Lunch: Cracked Farro and Broccoli Salad
A crunchy, salty salad that proves (once again!) that it’s worth having a mandoline slicer.
This recipe includes fertility superfoods such as:
Health and fertility benefits of Cracked Farro and Broccoli Salad
Broccoli is one of the non-starchy vegetables that has a very low glycemic index (GI), which is beneficial for reducing blood sugar levels. Broccoli is also a source of DIM (Diindolymethane). Diindolymethane is very effective in reducing the testosterone levels in the body, an action that would automatically curb male dominant features and regulate the estrogen levels in the system. Lemons can help to prevent oxidative damage to the body, which women with PCOS are often susceptible to.
Ingredients
1/2 cup semi-pearled farro
Kosher salt
1 large egg yolk
3 drained oil-packed anchovy fillets
2 tablespoons fresh lemon juice
2 tablespoons white wine vinegar
1/2 teaspoon sugar
1/4 teaspoon Dijon mustard
2 garlic cloves, peeled, divided
1/4 cup vegetable oil
6 tablespoons olive oil, divided
1 teaspoon dried oregano
Freshly ground black pepper
1/2 head of broccoli, stem peeled and trimmed, very thinly sliced lengthwise on a mandoline
1/2 small red onion, very thinly sliced, rinsed, patted dry
1 Persian cucumber, sliced 1/4-inch thick
2 Fresno chiles, thinly sliced
1/4 cup oil-packed sun-dried tomatoes, chopped
1 cup mint leaves
5 radishes, thinly sliced
2 ounces young Pecorino, shaved
Instructions
Pulse farro in a food processor until about half of the grains are cracked, about 1 minute. Cook farro in a medium pot of boiling salted water until al dente, 10 –15 minutes. Drain and rinse under cold water. Spread out on a plate and chill.

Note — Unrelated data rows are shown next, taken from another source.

PR #2543, opened 2022-07-13
Fix build_docs job

mthrok:
For some mysterious reason, `resampy=0.3.1` causes slowdown of unrelated code. https://github.com/bmcfee/resampy/issues/106

This commit fix build_docs job timeout.


carolineechen (approved):
nice!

Meanwhile, blend egg yolk, anchovies, lemon juice, vinegar, sugar, mustard, and 1 garlic clove in a blender to combine. With motor running, gradually stream in vegetable oil and 4 Tbsp. olive oil and blend until dressing is emulsified and creamy, then add oregano. Season dressing with salt and pepper.
Toss broccoli and remaining 2 Tbsp. olive oil in a large bowl. Finely grate remaining garlic clove; toss with broccoli. Let sit 15 minutes to let broccoli soften. Add onion, cucumber, chiles, sun-dried tomatoes, and cooled farro. Drizzle with 1/4 cup dressing and toss to coat; season with salt and pepper and add more dressing, if desired. Add mint and toss again.
Serve salad topped with radishes and Pecorino.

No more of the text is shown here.